WHAT TO DO :: Each record is to be transcribed exactly.

(Dataset excerpts)
PR #211, opened 2019-04-01
♻️ Separate stage tally format from checks

fiendish:
We can separate tallying from actual analysis and then do the analysis in a more controlled and comparable way.

Make a uniform stage tally format that each stage is repsonsible for building, and then we can give that to whatever tests we want.

### DIFF
--- a/kf_lib_data_ingest/cli.py
+++ b/kf_lib_data_ingest/cli.py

ANSWER TO THIS TASK ::
PR #211, opened 2019-04-01
♻️ Separate stage tally format from checks

fiendish:
We can separate tallying from actual analysis and then do the analysis in a more controlled and comparable way.

Make a uniform stage tally format that each stage is repsonsible for building, and then we can give that to whatever tests we want.

### DIFF
--- a/kf_lib_data_ingest/cli.py
+++ b/kf_lib_data_ingest/cli.py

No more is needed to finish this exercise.